How? After Agamemnon is dead, Klytemnestra calls on the Furies to rest now, now that she has everything she wants. She has no conflicts and no questions, she feels self-righteous and vindicated and well-deserving of the success she has achieved, and above all she thinks she is right. She is of course insane, and the idea that the furies will stop now that she has what she wants is a joke. Orestes knows he is wrong, he is completely clear on that point, and he will remain wrong whether he kills or not. His decision will bring clear-mindedness and integrity, but nothing will make him right, nothing will bring him any sort of satisfaction at all.

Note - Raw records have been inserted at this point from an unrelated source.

PR #2958, opened 2022-01-27
Align car to new auth framework

Ramzay:
- Send authorisation object to the CREATE dialog: this allows to show/hide input forms based on authorisations
- DataResult now extends Auth object instead of adding auth attributes (only done for Car but can be extended to the other components -> will be done in other PR)
- Handle new auth flags


src/app/pages/cars/cars/cars-list-table-data-source.ts
```diff
@@ -226,19 +235,24 @@ export class CarsListTableDataSource extends TableDataSource<Car> {
...
-    const tableFilterDef: TableFilterDef[] = [];
-    if (this.authorizationService.canListUsers()) {
-      tableFilterDef.push(new UserTableFilter().getFilterDef());
-    }
-    tableFilterDef.push(new CarMakerTableFilter().getFilterDef());
-    return tableFilterDef;
+    this.usersFilter = new UserTableFilter().getFilterDef();
+    this.carMakerFilter = new CarMakerTableFilter().getFilterDef();
+    // Filter visibility will be defined by auth
+    this.usersFilter.visible = false;
```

The trial is the climax of the Oresteia, because it makes a political point that doesn't mean much to us now. But in the traditional story the things said at the trial mean little, all that matters is that he stood it. He was the first person in his family to accept a trial, he was the first person in his family to fully accept his guilt, and he was the first person in his family that did not seek his own advantage. Achilleus was heroic for accepting his death and the time of its coming, Orestes was heroic for accepting the Furies. Aeschylos gets his character very well, he has Orestes say, "Let me kill her, then let me die." This and nothing else broke the chain that had destroyed the House of Tantalos. The Greeks universally regarded Klytemnestra and Aegisthos as the negative figures in the story, not because they were more wrong or evil than anyone else but because they were mediocre.